Shan Q, Bourreau J
Department of Physiology, Institute of Cardiovascular Sciences and Medicine, The University of Hong Kong, 5 Sassoon Road, SAR, Hong Kong, People's Republic of China.
Eur J Pharmacol. 2000 Oct 13;406(2):257-64. doi: 10.1016/s0014-2999(00)00660-9.

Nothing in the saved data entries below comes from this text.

PR #620, opened 2018-11-10
refactor: drop usage of _.isObject

JustinBeckwith:
**NOTE: It's very possible this one won't work and is a bad idea.**

This drops `_.isObject` in favor of the native `typeof foo === 'object'` approach.

### DIFF
--- a/packages/grpc-native-core/src/server.js
+++ b/packages/grpc-native-core/src/server.js
@@ -861,6 +861,10 @@ var defaultHandler = {
   }
 };
 
+function isObject(thing) {
+  return (typeof thing === 'object' || typeof thing === 'function') && thing !== null;
+}
+
 /**
  * Add a service to the server, with a corresponding implementation.
  * @param {grpc~ServiceDefinition} service The service descriptor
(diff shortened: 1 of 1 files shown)


packages/grpc-native-core/src/server.js
```diff
@@ -868,7 +868,7 @@ var defaultHandler = {
  *     names to method implementation for the provided service.
  */
 Server.prototype.addService = function(service, implementation) {
-  if (!_.isObject(service) || !_.isObject(implementation)) {
+  if (typeof service !== 'object' || typeof implementation !== 'object') {
```
cjihrig: This should probably also check for `null` explicitly since `typeof null === 'object'`.

murgatroid99: I agree. In addition, the lodash function also returns `true` for values with a `typeof` that outputs `"function"`. That may be undesirable, though.

murgatroid99:
The Windows failures are just Kokoro errors, rerunning to be sure.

In the present study, intraperitoneal injection of lipopolysaccharide (10 mg/kg) to anaesthetized rats produced a gradual fall in mean arterial pressure in 6 h. Aortic rings from lipopolysaccharide-treated rats showed a significant reduction in the contractile response to vasoconstrictors. Pretreatment with N(G)-nitro-L-arginine methyl ester (L-NAME) or aminoguanidine, two nitric oxide synthase (NOS) inhibitors, abolished this vascular hyporeactivity. In ventricular myocytes isolated from lipopolysaccharide-treated rats, both electrically induced Ca(2+) transients and the intracellular Ca(2+) response to beta-adrenergic stimulation were significantly depressed when compared with those recorded from myocytes from sham control rats. L-NAME and aminoguanidine alone had no effects on electrically stimulated Ca(2+) transients in ventricular myocytes either from control or lipopolysaccharide-treated rats. However, these two NOS inhibitors augmented the intracellular Ca(2+) response to beta-adrenergic stimulation in myocytes from lipopolysaccharide-treated rats, but not in control myocytes. In addition, 1H-[1,2,4]oxadiazolo[4, 3-a]quinoxalin-1-one (ODQ), an inhibitor of nitric oxide (NO)-sensitive guanylyl cyclase, also reversed the intracellular Ca(2+) hyporesponsiveness to beta-adrenergic stimulation in myocytes from lipopolysaccharide-treated rats. In cardiac myocytes from lipopolysaccharide-rats pretreated with aminoguanidine, the intracellular Ca(2+) hyporesponsiveness to beta-adrenergic stimulation was abolished. However, there still existed a depressed Ca(2+) response to electrical field stimulation. These data indicate that NO following lipopolysaccharide stimulation contributes to vascular hyporeactivity and the depressed intracellular Ca(2+) response to beta-adrenergic stimulation in lipopolysaccharide-treated rats, but is not responsible for the reduced Ca(2+) response to electrical stimulation in our experimental conditions.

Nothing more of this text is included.